• **DATA SHOWN**:
────────────────
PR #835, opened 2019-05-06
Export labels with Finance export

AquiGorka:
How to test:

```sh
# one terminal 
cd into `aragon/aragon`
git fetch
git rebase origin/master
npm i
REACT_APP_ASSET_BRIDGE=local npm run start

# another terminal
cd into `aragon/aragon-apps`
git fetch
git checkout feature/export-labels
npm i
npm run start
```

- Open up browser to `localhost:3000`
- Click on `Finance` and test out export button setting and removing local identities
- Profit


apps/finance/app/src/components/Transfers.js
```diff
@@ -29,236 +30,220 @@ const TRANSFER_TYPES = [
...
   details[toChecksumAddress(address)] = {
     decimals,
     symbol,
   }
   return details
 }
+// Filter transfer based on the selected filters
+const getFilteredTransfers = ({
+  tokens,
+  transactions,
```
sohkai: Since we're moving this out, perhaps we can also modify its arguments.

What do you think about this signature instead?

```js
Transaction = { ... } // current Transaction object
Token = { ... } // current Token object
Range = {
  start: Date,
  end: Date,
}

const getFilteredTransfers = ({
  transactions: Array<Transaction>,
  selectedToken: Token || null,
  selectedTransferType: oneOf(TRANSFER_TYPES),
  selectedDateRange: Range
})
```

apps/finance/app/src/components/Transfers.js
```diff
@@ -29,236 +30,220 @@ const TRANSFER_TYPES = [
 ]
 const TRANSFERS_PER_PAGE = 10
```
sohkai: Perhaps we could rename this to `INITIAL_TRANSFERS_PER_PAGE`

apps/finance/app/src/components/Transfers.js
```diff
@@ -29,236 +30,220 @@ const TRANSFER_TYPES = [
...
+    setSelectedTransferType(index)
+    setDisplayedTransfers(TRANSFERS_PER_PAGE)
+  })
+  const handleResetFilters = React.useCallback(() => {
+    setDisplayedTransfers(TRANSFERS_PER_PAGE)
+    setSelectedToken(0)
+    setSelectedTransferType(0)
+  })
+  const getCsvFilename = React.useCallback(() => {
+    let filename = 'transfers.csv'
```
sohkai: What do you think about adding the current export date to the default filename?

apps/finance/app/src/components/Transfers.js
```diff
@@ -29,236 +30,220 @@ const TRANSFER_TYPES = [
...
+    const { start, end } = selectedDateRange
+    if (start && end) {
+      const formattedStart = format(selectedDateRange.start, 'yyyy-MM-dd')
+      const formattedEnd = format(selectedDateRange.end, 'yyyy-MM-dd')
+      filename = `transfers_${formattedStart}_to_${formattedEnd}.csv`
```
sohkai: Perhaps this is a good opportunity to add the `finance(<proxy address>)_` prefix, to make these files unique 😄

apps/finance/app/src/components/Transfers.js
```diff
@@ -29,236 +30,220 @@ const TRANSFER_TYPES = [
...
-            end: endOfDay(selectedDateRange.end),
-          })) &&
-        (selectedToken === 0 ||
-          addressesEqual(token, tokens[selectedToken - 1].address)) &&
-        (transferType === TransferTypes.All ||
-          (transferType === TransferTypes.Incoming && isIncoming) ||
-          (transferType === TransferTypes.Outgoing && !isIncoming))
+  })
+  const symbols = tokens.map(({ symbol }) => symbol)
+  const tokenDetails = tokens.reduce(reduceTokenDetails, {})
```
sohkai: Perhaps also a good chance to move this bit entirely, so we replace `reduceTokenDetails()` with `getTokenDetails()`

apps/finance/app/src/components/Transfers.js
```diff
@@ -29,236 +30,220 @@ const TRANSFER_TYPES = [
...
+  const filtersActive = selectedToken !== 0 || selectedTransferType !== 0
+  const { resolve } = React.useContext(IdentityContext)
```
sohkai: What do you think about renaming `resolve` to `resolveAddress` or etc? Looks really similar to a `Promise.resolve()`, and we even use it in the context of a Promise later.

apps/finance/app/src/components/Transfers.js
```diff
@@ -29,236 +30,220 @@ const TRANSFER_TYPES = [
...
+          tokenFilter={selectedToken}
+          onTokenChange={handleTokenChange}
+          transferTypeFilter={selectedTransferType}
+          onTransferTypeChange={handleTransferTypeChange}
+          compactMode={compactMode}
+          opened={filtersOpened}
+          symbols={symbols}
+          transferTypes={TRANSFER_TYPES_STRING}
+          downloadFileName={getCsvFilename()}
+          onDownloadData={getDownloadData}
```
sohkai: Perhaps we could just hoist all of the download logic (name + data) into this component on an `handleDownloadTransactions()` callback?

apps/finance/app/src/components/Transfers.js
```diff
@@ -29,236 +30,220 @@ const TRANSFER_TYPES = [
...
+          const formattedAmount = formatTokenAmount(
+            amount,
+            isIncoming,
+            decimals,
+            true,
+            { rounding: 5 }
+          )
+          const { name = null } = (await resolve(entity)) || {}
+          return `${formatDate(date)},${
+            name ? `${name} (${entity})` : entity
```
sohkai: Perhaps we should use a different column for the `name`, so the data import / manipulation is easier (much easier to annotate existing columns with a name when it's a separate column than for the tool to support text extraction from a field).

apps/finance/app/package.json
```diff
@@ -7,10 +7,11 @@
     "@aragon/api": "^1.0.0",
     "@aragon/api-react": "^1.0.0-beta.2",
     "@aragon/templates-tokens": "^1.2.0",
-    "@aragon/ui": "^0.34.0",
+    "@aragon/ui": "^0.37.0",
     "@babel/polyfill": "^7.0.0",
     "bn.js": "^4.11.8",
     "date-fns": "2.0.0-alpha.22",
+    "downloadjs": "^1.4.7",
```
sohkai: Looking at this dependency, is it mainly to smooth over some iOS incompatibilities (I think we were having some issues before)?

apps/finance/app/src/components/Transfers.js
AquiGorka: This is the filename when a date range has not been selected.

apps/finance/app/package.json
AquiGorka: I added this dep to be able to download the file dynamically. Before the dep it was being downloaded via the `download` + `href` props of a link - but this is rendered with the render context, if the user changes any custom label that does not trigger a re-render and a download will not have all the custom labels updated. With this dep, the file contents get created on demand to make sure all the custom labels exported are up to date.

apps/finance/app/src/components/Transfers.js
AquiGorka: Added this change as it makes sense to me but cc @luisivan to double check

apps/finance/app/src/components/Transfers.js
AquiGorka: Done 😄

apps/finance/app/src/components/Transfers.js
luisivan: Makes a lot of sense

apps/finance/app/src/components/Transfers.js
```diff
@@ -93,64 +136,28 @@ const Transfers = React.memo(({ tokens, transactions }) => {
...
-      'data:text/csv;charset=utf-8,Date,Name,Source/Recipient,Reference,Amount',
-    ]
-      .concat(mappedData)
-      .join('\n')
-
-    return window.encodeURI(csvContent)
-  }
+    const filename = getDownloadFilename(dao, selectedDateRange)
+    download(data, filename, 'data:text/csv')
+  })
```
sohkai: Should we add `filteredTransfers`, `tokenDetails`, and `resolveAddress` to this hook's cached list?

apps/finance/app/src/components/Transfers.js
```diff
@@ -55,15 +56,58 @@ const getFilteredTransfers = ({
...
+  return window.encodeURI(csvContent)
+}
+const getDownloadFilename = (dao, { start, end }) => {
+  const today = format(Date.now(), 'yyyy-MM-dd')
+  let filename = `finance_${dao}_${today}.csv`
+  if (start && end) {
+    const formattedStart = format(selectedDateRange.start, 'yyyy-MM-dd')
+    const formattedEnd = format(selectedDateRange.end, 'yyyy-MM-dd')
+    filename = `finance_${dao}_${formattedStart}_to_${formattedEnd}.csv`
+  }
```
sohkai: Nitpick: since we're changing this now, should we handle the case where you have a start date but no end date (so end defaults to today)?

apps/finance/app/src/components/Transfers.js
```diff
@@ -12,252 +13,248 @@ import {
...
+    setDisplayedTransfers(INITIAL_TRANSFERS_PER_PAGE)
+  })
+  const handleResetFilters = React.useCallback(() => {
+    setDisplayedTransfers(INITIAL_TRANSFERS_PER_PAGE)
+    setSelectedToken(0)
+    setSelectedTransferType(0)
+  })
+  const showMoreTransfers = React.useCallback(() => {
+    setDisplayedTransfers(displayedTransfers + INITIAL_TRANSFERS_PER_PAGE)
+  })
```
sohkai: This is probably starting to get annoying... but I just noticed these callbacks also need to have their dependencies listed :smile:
────────────────
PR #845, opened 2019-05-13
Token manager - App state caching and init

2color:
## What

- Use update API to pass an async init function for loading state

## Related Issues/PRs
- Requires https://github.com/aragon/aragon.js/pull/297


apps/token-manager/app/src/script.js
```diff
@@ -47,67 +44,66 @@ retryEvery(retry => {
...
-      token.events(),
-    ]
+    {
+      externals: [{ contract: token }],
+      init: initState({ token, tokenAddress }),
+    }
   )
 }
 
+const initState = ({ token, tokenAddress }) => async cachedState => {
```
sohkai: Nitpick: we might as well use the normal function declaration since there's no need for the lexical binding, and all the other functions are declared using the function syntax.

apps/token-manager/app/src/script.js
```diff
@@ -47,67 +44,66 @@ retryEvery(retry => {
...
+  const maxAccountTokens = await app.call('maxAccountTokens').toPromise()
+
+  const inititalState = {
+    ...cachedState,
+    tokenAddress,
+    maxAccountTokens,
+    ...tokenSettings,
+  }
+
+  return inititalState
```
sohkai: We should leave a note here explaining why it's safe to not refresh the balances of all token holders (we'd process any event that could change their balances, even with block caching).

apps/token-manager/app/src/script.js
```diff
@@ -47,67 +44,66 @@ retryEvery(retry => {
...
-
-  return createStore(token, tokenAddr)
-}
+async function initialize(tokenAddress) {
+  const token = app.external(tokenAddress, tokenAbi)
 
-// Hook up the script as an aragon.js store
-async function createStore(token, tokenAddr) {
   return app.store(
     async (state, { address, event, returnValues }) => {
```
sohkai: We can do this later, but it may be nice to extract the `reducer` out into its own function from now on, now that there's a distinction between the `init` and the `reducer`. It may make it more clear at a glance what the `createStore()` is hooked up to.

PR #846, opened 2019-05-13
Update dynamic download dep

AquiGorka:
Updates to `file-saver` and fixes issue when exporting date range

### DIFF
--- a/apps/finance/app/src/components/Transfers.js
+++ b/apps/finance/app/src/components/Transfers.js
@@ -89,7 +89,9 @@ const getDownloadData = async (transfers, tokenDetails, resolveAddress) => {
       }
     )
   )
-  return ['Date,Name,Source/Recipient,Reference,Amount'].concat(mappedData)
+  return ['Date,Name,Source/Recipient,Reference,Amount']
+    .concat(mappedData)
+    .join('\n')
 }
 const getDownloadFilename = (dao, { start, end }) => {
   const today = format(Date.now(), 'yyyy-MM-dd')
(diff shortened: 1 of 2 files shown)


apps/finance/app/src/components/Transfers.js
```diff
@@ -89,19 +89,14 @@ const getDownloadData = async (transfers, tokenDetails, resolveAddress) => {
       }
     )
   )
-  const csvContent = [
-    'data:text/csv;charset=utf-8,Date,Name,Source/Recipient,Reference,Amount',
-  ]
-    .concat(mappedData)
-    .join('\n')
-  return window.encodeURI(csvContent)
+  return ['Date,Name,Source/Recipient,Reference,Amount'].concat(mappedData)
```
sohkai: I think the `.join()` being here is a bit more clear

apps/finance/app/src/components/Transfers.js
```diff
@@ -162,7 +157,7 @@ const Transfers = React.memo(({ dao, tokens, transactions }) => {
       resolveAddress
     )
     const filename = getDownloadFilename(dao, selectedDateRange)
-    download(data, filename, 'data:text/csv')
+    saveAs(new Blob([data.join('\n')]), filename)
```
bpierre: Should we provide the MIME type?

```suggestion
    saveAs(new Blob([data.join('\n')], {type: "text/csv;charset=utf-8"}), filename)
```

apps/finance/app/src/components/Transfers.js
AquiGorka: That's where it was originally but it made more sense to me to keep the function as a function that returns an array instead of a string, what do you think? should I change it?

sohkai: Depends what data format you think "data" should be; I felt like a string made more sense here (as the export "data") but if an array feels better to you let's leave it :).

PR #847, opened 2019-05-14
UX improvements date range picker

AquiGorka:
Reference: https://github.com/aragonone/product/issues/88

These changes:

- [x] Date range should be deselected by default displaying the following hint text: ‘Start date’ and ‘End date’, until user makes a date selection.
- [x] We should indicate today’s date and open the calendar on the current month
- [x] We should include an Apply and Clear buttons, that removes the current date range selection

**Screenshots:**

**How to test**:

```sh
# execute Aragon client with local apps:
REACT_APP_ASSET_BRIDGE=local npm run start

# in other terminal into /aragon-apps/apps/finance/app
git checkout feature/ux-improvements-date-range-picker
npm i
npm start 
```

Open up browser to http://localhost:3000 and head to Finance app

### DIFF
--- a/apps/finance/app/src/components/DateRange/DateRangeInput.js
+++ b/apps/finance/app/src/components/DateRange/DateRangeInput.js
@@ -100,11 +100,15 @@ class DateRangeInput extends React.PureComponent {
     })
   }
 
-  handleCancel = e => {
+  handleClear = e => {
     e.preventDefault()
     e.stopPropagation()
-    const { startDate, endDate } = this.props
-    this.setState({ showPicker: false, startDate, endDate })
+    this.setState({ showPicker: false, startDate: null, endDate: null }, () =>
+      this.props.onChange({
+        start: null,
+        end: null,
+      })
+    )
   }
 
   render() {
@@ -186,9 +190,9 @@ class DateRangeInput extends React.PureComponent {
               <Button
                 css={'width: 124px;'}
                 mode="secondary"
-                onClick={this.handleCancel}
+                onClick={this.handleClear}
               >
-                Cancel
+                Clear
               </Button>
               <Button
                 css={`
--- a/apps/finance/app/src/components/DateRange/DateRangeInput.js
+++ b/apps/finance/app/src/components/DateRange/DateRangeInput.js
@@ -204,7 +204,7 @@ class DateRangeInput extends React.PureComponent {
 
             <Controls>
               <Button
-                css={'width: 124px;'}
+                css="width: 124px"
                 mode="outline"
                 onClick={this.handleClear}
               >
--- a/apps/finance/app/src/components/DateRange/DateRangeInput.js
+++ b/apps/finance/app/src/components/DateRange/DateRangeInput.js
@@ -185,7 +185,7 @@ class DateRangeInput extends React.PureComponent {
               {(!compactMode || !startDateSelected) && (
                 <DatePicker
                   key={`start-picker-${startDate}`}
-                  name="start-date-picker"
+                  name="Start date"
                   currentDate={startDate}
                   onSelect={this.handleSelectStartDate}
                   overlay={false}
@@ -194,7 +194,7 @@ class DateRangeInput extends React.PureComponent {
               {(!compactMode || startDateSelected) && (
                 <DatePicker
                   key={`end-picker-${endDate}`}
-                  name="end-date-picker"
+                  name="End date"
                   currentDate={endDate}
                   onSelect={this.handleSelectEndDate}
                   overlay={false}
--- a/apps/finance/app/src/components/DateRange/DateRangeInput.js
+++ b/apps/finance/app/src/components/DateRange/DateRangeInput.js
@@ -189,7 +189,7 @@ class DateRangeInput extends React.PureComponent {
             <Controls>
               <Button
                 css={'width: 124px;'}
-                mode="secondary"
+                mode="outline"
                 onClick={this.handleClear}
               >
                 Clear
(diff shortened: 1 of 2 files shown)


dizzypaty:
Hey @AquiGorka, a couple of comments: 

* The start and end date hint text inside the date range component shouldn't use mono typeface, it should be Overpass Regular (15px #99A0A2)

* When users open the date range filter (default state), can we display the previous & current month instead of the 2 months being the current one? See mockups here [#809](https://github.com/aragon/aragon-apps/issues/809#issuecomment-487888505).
────────────────
• **EXERCISE**:
Please determine how many lines of the records above include the word "resolveAddress", replying with a number alone.

• **TASK ANSWER**:
5